## What you have to do:
Below are entries; output exactly the lines from the one with "Improve selection" to the one with "c) Element is not linear", both included, and nothing else.

* * * *

Issue #2138, opened 2020-09-06
Sticky arrows do not work well for all types of diagrams


wietsevenema:
Hi, 

I think the sticky arrows feature is very well done. It works well for graphs. 

There are also other types of diagrams where it doesn't work well, I am opening this issue to start a conversation about how the feature can be improved. 

I find myself deleting arrows and redoing them (I don't do many graphs).
Take a look at this [example diagram](https://excalidraw.com/#json=5738321212866560,cVnQ6e8kg5eNii-5en5uRg). 

- When you move the CPU usage label, the arrow vanishes. 
- When you move the autoscaler a bit down to align it, the perpendicular arrows need to be redone. 

What do you think? 

One alternative I thought of is to move the grey 'hitting areas' to inside the shape you're connecting to. Drop the arrow ON the shape and it pops to outside the shape?

xixixao:
I think it was a mistake to enable binding by default. I completely agree it doesn't work for all kinds of diagrams, for me specifically any kind of "high-school"-like geometry.

@wietsevenema for the example you gave, the only change I would make is to disable binding to text. That gets rid of the CPU usage label (people have asked before for binding text to middle of arrows instead). The fact that you have to fix the perpendicular arrows seems fine - you'd have to do that without binding too.

Now I do think we should either make a mode toggle for binding, or flip the modifier key.  I don't want to have to constantly press CMD to be able to draw my diagrams, it's uncomfortable. cc @dwelle

dwelle:
> I think it was a mistake to enable binding by default. I completely agree it doesn't work for all kinds of diagrams, for me specifically any kind of "high-school"-like geometry.
> [...]
> Now I do think we should either make a mode toggle for binding, or flip the modifier key. I don't want to have to constantly press CMD to be able to draw my diagrams, it's uncomfortable. 

Yea, at least until #2106 is implemented. But then I'll just learn to hold Cmd all the time as you stated, so that's not a good default.

I'm undecided between (1) mode-toggle and (2) hold-to-bind.

(1) is adding UI complexity, friction (you need to toggle on/off when you want to bind just a specific shapes), reduces discoveribility.

(2) also reduces discoveribility (people need to read the hint to figure out what to do, and people often don't do that. But then this applies to current behavior too).

If push comes to shove I'd definitely prefer (2) as it has better ergonomics (I believe that binding shapes is much less common than plain drawing, and as such hold-to-bind is perfectly acceptable).

[...]

Issue #2106, opened 2020-08-29
Cmd/ctrl-drag of parent element should unbind it from all bound elements


dwelle:
Holding Cmd/ctrl while dragging bindable element should unbind currently bound linear elements from it.

![excal_feat_unbind_via_cmd](https://user-images.githubusercontent.com/5153846/91640989-ca797800-ea21-11ea-8191-3c7288d5e016.gif)

xixixao:
Sounds reasonable (I left it out intentionally). Shouldn't be too complicated. I can help/review whoever wants to take this on.

mauriceLC92:
Can assign to me please. Would like to give it a try

Issue #1980, opened 2020-07-30
Improve selection


xixixao:
Right now selection observes z-index, but not size of the element. This is suboptimal. Consider this drawing:

<img width="456" alt="Screen Shot 2020-07-29 at 22 49 01" src="https://user-images.githubusercontent.com/1473433/88885627-b4438680-d1ed-11ea-848d-38bbcfa1c86f.png">

If I want to select the little orange dots, and I drew them before the lines and boxes, it's impossible. I first have to painstakingly send all the elements back, to be able to reach the element.

Instead, the algo should be like this:

1) Get all elements under cursor using the current hit test algo
2) Find the "relative size" to the cursor. There are basically 3 cases:
  a) Element is so small that it basically covered by cursor (like my orange dots)
  b) Element is linear
  c) Element is not linear
3) To choose which element to select: Go in the above order, and within each category go by z-index

In practice: If I'm click on a tiny dot, select it, even if there's a line/shape above it. If I'm clicking on a line, select it, even if there's a shape above it.

^ This is a conceptual algorithm, a real one might avoid having to do actual collision detection with every object under cursor.

xixixao:
Another part to this:

If there are multiple linear elements under cursor, select the closer one, not the highest in z-index.

dwelle:
Improving selection is something that I always wanted to do so this issue is appreciated! I'll add my notes later.

xixixao:
Also another thing that I think is broken: If you already have an element selected, it should be preferred over any other element above it in z-index.

dwelle:
> If you already have an element selected, it should be preferred over any other element above it in z-index.

This should actually only apply for drag, not for clicks. Currently it does apply for neither.

dwelle:
@xixixao ad your OP: I don't think we should disregard zIndex if what you're clicking on physically occludes (stroke or fill) the tiny element below it.

You'd end up selecting some small elements/lines that are being covered by solid shapes, that's even worse UX. E.g.:

![image](https://user-images.githubusercontent.com/5153846/91215585-02787680-e715-11ea-8025-26b47698a412.png)

Above, the selecting small element is underneath the ellipse. I don't want to ever end up selecting it by mistake.

What we need instead is much more precise selection that will use this simple rule:

1. Select non-occluded shape which is closest to the cursor

PR #2146, opened 2020-09-08
Dont bind by default

xixixao:
Putting this up so that anyone can test how this feels compared to the current version (which binds by default).

In this PR: Hold CMD (CTRL on Windows) to bind.

Give this a try especially with classic "almost always want to bind diagrams", to see whether we actually want a mode toggle.


Fausto95:
I honestly prefer the current behavior, it is just much easier to bind by default than having to specifically press a key

dwelle:
Funny, I was just editing a diagram and was thinking how hellish the autobind UX currently is:

excal_ux_autobind

xixixao:
@dwelle That specific scenario is caused by the lack of specificity around when binding is suggested (in this case, since the arrow is going over the text box, it should not be suggesting the text box at all), it's one of the follow-up tasks.

dwelle:
I wasn't complaining about the algo which is mostly very solid, but rather the workflow in general. It makes free-flow/mockup diagramming impossible. The napkin feel of excalidraw is gone and we're back to traditional vector-editor heavy handed magic.

xixixao:
I think it's both. The general workflow isn't good, and the algo could use some improvements.

petehunt:
i'd like to switch to this behavior. the current behavior makes excalidraw feel more like a traditional diagramming tool and less like a whiteboard. i think we should merge this once the tests are fixed. just my 2cents tho.

dwelle:
Yep. One thing @xixixao points out: https://github.com/excalidraw/excalidraw/issues/2138#issuecomment-688882924

> One thing I noticed already from #2146 is that it feels strange that moving an already bound arrow automatically unbinds it.

We could in theory keep the binding even if no `Cmd` is pressed if it was already established once. Not sure how complex it would be to implement and most of all how intuitive it'd be (should we then again temporarily swap `Cmd` behavior, etc.).

So let's ship this as is to gather some more feedback.

dwelle:
Mhm, there are actually several UX problems:

1. Originally the idea was to make `Cmd` unbind everything when dragging a bindable shape (or whatever rectangles are called): https://github.com/excalidraw/excalidraw/issues/2106. This way if you have several arrows bound to a shape, you could easily unbind everything at once. Swapping the `Cmd` behavior will preclude this, and you'll need to select every arrow and move those to unbind.

	(We could introduce `Cmd-U` shortcut to unbind all arrows bound to selected elements, but this would only be a power-user feature.)

2. Right now, selecting a rectangle and the arrow(s) bound to it and moving them all together (without `Cmd`) unbinds the arrows which is unintuitive (this is related to the @xixixao's point above, but I'd argue more salient).

3. One big issue is we're overloading `Cmd` modifier to now serve two purposes: 1) bind 2) select shape exclusively which I introduced in https://github.com/excalidraw/excalidraw/pull/2087. This affects current behavior, too (cmd-to-unbind), and the interplay would be as problematic as with this PR once #2106 would be implemented.

	I'm personally unwilling to drop this behavior as it's a well known standard in vector apps (Figma, Affinity, PS) and serves several purposes:

	1. Drill down into a group to select single element, irrespective of how deep it is (in subgroups).
	2. Override various zindex-drag behaviors we recently introduced.
	3. (to-be-implemented): toggle between elements under cursor in different z-indexes on `Cmd-click` — this is sorely needed for precision editing when you need to select shapes (especially when small) close to each other, or covering each other to various degree (would improve #1980).

	As such, if you wanted to drill down to an element by using `Cmd`, you could inadvertently bind neighboring arrows to it if you dragged at the same time (even just moving mouse slightly).

	I'm not sure how to solve this point apart from using a different modifier, but we don't have any free modifiers left (except combinations such as `Cmd-Alt`).

	An alternative would be eschewing the modifier workflow altogether in favor of once-proposed mode toggling.

/cc @xixixao @vjeux @petehunt

xixixao:
> Originally the idea was to make Cmd unbind everything when dragging a bindable shape (or whatever rectangles are called): #2106. This way if you have several arrows bound to a shape, you could easily unbind everything at once. Swapping the Cmd behavior will preclude this, and you'll need to select every arrow and move those to unbind.

This is probably less of an issue given the binding is explicit here.

> Right now, selecting a rectangle and the arrow(s) bound to it and moving them all together (without Cmd) unbinds the arrows which is unintuitive (this is related to the @xixixao's point above, but I'd argue more salient).

This and the issue I was pointing out needs to be fixed in this PR. When dragging an arrow that's bound, it needs to act as if cmd was pressed. It's not as nice as the previous behavior, but I don't see a way to around it (besides even smarter "binding until you drag too far", and flipping the CMD behavior as you suggest which feels confusing).

On the CMD clash, I would get a repro first, to see if it's a real issue.

----

I'm brainstorming what else we could do. What about adding more friction to binding without changing the default behavior? For any binding to "stick", you would have to keep the cursor relatively still for say a 1000 or 1500ms. Or, the other way around, if you don't want to bind, you would keep the cursor still for 1 or 2s. 

We should anyway introduce some element of timing, because swiping the board with an arrow selected causes a ton of flicker.

----

Another idea is to not initiate the binding on the border (which is more likely to be accidental/overlapping with something else), perhaps combining that with the previous timing idea. So you would first have to directly point at an object to bind, wait a bit, then place the start/end of the arrow.

----

It would be really helpful though if we collected more actual examples of situations in which the current behavior is bad. @petehunt do you have some?

wietsevenema:
> I wasn't complaining about the algo which is mostly very solid, but rather the workflow in general. It makes free-flow/mockup diagramming impossible. The napkin feel of excalidraw is gone and we're back to traditional vector-editor heavy handed magic.

For the free form [diagrams](https://twitter.com/wietsevenema/status/1325904497617625088) I make, binding always works against me. Even while I consistently try to prevent binding with CMD, I still have a lot of times when bindings attach. I've now learned to Ctrl-X Ctrl-V any shape I want to move. 

I'm not sure how to fix this without defaulting auto-binding to off. Maybe an interaction works where you drop the arrow head _on_ the shape to auto bind (instead of on the highlighted margin around the shape). That way you might be able to get rid of the CMD key to toggle the behaviour, as free form and binding are different interaction which don't conflict.

dwelle:
Here's a proposal (I hope no one made yet).

Instead of adding a scene-wide mode toggle, we'd introduce an element-specific property `bindingEnabled: boolean` (accessible from element property menu), either for all linear elements, or just arrows (as is currently).

By default, new shapes would inherit it from `currentBindingEnabled` appState prop (same as we do with other shape properties), so it'd be easy to both disable/enable the behavior for all future shapes (so users who don't like auto-binding would simply disable it once for a scene, while still being able to enable this for a few specific elements on the scene as needed). The default would not change from current, so there would be no breaking change.

Bindable elements (non-linear elements) would keep auto-binding only to linear elements which have `bindingEnabled` set to true.

Apart from the benefits described above, I can see we could add binding support for lines as well, since it would not be as problematic as it is currently.

vjeux:
@dwelle really smart, I like this.

dwelle:
Cool. When I or someone else get some time, we can try it out :).

xixixao:
> By default, new shapes would inherit it from currentBindingEnabled

Doesn't this require a mode toggle though, still?

dwelle:
> Doesn't this require a mode toggle though, still?

A shape-specific mode toggle (that's inherited by new shapes, yes). Maybe it's similar or identical to what you proposed, it just wasn't clear to me.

* * * *

## Task answer:
Improve selection


xixixao:
Right now selection observes z-index, but not size of the element. This is suboptimal. Consider this drawing:

<img width="456" alt="Screen Shot 2020-07-29 at 22 49 01" src="https://user-images.githubusercontent.com/1473433/88885627-b4438680-d1ed-11ea-848d-38bbcfa1c86f.png">

If I want to select the little orange dots, and I drew them before the lines and boxes, it's impossible. I first have to painstakingly send all the elements back, to be able to reach the element.

Instead, the algo should be like this:

1) Get all elements under cursor using the current hit test algo
2) Find the "relative size" to the cursor. There are basically 3 cases:
  a) Element is so small that it basically covered by cursor (like my orange dots)
  b) Element is linear
  c) Element is not linear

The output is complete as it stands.